■ Problem to work on ■
In the entries below, find the line with "Have you tried" and the line with "## What & why". Reproduce those two lines and every line between them exactly, and nothing more.

——

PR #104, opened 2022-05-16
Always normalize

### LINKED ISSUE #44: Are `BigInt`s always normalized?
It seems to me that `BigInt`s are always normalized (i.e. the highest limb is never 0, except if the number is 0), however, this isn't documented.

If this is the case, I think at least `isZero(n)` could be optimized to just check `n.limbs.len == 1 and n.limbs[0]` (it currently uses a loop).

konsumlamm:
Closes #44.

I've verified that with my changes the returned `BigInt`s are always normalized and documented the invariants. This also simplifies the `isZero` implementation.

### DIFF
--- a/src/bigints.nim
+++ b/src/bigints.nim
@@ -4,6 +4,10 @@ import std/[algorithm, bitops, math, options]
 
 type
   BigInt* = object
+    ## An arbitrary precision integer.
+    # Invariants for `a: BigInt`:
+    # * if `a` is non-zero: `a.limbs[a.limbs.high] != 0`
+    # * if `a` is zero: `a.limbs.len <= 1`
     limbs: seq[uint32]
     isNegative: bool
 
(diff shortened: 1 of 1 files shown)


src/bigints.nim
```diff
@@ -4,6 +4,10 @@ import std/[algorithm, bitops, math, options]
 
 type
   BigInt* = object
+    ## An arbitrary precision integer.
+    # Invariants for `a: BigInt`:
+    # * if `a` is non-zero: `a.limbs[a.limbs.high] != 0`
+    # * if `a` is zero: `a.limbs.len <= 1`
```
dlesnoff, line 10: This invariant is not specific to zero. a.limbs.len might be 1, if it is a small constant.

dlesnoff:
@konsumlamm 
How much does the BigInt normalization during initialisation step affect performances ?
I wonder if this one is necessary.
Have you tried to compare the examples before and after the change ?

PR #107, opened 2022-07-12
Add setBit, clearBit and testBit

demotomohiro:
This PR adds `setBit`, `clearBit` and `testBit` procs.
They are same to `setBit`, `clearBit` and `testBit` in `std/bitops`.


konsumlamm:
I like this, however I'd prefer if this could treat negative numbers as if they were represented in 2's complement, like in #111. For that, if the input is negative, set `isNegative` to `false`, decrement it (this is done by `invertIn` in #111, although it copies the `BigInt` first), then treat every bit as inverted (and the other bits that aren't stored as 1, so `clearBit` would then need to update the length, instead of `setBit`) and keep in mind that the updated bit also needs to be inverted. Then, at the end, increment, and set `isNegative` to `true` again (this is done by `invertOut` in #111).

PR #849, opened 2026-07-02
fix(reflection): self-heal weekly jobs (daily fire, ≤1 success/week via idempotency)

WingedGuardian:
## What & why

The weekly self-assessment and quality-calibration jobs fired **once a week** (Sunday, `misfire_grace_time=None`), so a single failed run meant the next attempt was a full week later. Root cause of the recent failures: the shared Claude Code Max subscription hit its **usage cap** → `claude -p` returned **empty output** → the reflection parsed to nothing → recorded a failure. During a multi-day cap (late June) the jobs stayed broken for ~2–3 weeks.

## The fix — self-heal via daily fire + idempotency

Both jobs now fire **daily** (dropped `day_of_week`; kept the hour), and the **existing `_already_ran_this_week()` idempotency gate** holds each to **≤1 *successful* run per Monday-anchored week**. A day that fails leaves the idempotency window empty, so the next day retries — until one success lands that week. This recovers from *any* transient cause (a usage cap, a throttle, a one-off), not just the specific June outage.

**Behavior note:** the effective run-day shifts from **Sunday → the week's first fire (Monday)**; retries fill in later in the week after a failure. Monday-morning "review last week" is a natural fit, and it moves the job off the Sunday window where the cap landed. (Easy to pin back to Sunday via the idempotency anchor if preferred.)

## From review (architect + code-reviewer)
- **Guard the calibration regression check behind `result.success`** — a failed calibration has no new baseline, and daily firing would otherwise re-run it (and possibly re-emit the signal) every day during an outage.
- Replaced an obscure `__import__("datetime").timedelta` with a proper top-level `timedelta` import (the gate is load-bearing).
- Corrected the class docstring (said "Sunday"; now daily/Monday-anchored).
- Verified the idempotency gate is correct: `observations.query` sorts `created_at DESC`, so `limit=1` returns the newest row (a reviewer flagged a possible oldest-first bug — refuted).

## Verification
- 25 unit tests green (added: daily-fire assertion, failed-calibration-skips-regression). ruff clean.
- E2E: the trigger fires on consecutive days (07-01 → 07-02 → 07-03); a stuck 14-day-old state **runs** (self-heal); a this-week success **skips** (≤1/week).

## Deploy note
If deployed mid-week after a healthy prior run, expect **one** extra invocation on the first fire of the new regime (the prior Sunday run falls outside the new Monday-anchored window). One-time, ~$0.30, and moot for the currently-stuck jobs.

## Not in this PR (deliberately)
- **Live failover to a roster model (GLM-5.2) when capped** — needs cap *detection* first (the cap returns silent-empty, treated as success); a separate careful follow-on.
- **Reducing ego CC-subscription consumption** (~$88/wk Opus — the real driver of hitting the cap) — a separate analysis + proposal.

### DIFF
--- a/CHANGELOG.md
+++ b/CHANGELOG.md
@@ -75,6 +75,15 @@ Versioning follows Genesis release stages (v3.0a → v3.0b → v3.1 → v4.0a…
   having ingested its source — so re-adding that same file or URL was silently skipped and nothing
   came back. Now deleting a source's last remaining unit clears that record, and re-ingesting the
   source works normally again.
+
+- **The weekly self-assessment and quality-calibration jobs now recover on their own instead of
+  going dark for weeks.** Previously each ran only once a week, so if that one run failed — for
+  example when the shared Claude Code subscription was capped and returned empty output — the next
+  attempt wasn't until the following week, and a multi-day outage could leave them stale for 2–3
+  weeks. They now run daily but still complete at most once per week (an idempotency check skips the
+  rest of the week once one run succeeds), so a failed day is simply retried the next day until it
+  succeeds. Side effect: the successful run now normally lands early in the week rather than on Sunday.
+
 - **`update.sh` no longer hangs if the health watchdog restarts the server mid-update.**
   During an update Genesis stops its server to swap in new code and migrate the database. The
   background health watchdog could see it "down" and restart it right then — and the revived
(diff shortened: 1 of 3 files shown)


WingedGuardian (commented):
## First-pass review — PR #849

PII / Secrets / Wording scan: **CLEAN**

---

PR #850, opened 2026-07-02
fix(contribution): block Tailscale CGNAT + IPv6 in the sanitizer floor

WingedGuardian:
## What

——

■ Task response ■
Have you tried to compare the examples before and after the change ?

PR #107, opened 2022-07-12
Add setBit, clearBit and testBit

demotomohiro:
This PR adds `setBit`, `clearBit` and `testBit` procs.
They are same to `setBit`, `clearBit` and `testBit` in `std/bitops`.


konsumlamm:
I like this, however I'd prefer if this could treat negative numbers as if they were represented in 2's complement, like in #111. For that, if the input is negative, set `isNegative` to `false`, decrement it (this is done by `invertIn` in #111, although it copies the `BigInt` first), then treat every bit as inverted (and the other bits that aren't stored as 1, so `clearBit` would then need to update the length, instead of `setBit`) and keep in mind that the updated bit also needs to be inverted. Then, at the end, increment, and set `isNegative` to `true` again (this is done by `invertOut` in #111).

PR #849, opened 2026-07-02
fix(reflection): self-heal weekly jobs (daily fire, ≤1 success/week via idempotency)

WingedGuardian:
## What & why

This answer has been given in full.